A coté des risques climatiques, les risques sismiques sont encore très forts, notamment pour la région métropolitaine. Selon les recherches, la faille Enriquillo qui traverse la capitale dans pratiquement toute sa longueur n’a pas encore libéré l’énergie qu’elle accumule depuis plus de deux siècles.
Cette situation soulève une fois de plus la nécessité de penser la reconstruction en tenant compte des grands problèmes du pays où des gravats laissés par le séisme restent encore à enlever, alors que les promesses faites à New York, soit 10 milliards de dollars, sont délivrées à la petite semaine.
Selon Jacques Hendry Rousseau l’aménagement du territoire est plus que jamais une « priorité ».
Le président de la République Michel Martelly, a dévoilé la semaine dernière son plan de logement basé sur 3 axes. Il s’agit de développer de nouveaux quartiers à l’intérieur et en dehors de la zone métropolitaine, restructurer et urbaniser les quartiers existant et densifier ceux qui sont déjà urbanisés en construisant en hauteur.
Cependant, si le président a signalé que ces axes seront intégrés « dans un cadre global d’aménagement du territoire », jusqu’ici les projets présentés, notamment « Kay pa m » , ne sont pas destinés aux pauvres et la question de l’aménagement du territoire n’est toujours pas concrétisée dans un plan.
« La reconstruction ne devra pas profiter qu’à Port-au-Prince. La reconstruction signifiera également de nouveaux pôles de développement, des opportunités économiques certaines, et un code de construction définitif », fait savoir Martelly, promettant qu’une fois son gouvernement formé ce code définitif pourra être présenté et appliqué.

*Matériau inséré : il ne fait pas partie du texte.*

Issue #75, opened 2021-01-15
SQFormDialogStepper Next button logic


Chris-Boyle:
We need to update the next button logic so that it is disabled until all required fields in the current step are filled out.

Currently it is enabled when the step is initially entered because we don't have any errors in the step yet.  Once you leave a required field or you click Next the validation fires and disables the Next Button and shows you the errors.

LOOM> https://www.loom.com/share/d00d1b2bf98d4fc39ece54366fffa124

PR #76, opened 2021-01-15
fix: 🐛 Next button logic to look at current step values to enabled/disabled SSC-115

Chris-Boyle:
✅ Closes: #75

Updated the next button enabled/disabled logic.  It now only looks at the current steps values to see if any have been set.  Before it was looking at all values from all steps.  

The touched property is still being set on all fields when the onSubmit is fired in the form.
If we have initial values then the next button will be enabled.

Loom https://www.loom.com/share/0def27c6e270412db50018b750deab0a

### DIFF
--- a/src/components/SQFormDialogStepper/SQFormDialogStepper.js
+++ b/src/components/SQFormDialogStepper/SQFormDialogStepper.js
@@ -152,10 +152,12 @@ export function SQFormDialogStepper({
         return false;
       }
       const currentStepKeys = Object.keys(validationSchema.fields);
-      const formValues = Object.values(values).filter(val => val);
+      const stepValues = currentStepKeys.some(step => {
+        return !!values[step];
+      });
 
       if (
-        !formValues.length ||
+        !stepValues ||
         currentStepKeys.some(step => Object.keys(errors).includes(step)) ||
         !dirty
       ) {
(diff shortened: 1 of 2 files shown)


SeanGroff (approved):
Awesome. The last point you made in the Loom video about the fields being touched in Formik, is an existing issue. I've got the fixes locally, I just need to spend more time testing edge cases.

Coming Soon ™️

Chris-Boyle:
> spend

As soon as the next button is clicked the onSubmit fires and somewhere down in Formik land the state is set to touched for all fields.  It would also be nice to reset the dirty state when the Next button is clicked.  The only thing I have found so far is using the resetForm function from useFormikContext.

Chris-Boyle:
> Awesome. The last point you made in the Loom video about the fields being touched in Formik, is an existing issue. I've got the fixes locally, I just need to spend more time testing edge cases.
> 
> Coming Soon ™️

As soon as the next button is clicked the onSubmit fires and somewhere down in Formik land the state is set to touched for all fields.  It would also be nice to reset the dirty state when the Next button is clicked.  The only thing I have found so far is using the resetForm function from useFormikContext.

SeanGroff:
> > Awesome. The last point you made in the Loom video about the fields being touched in Formik, is an existing issue. I've got the fixes locally, I just need to spend more time testing edge cases.
> 
> > 
> 
> > Coming Soon ™️
> 
> 
> 
> As soon as the next button is clicked the onSubmit fires and somewhere down in Formik land the state is set to touched for all fields.  It would also be nice to reset the dirty state when the Next button is clicked.  The only thing I have found so far is using the resetForm function from useFormikContext.

Setting the nextState with resetForm might be what you're looking for. Take a peak. https://formik.org/docs/api/formik#resetform-nextstate-partialformikstatevalues--void

Issue #74, opened 2021-01-15
DatePicker Enhancements


SeanGroff:
We need to be able to disable the text input field on the `DatePicker` component in scenarios where the proper UX is to force the user to select a date from the calendar picker.

* Add a boolean `allowInputFromCalendarOnly` that disables text input and makes the entire input open the calendar picker on focus
* We need to be able to disable certain days within the Calendar Picker by exposing a new prop `shouldDisableDate` https://next.material-ui-pickers.dev/api/DatePicker

Per Chris Nemeth
> The days in the calendar should have consistent styles with the existing Calendars in the SCPlus CRM's

* Selectable days should have a rounded Teal border
* Disabled days should maintain current disabled styles
* Currently selected day should be filled in Teal
* Current day should have a rounded Orange border

SeanGroff:
Beginning work on this now to unblock a feature request on the Senior CRM

SeanGroff:
Rather than add complexity to the SQFormDatePicker component I'm composing the functionality needed for this use case and SQFormDatePicker together to make a new component.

Plus de deux mois depuis son investiture, le président n’est pas arrivé à un accord avec le législatif pour mettre en place son gouvernement. Les différends politiques entourant le processus de validation du nouveau candidat à la primature, Bernard Gousse, semblent indiquer que le statu quo perdurera encore et la reconstruction gardera du plomb dans l’aile.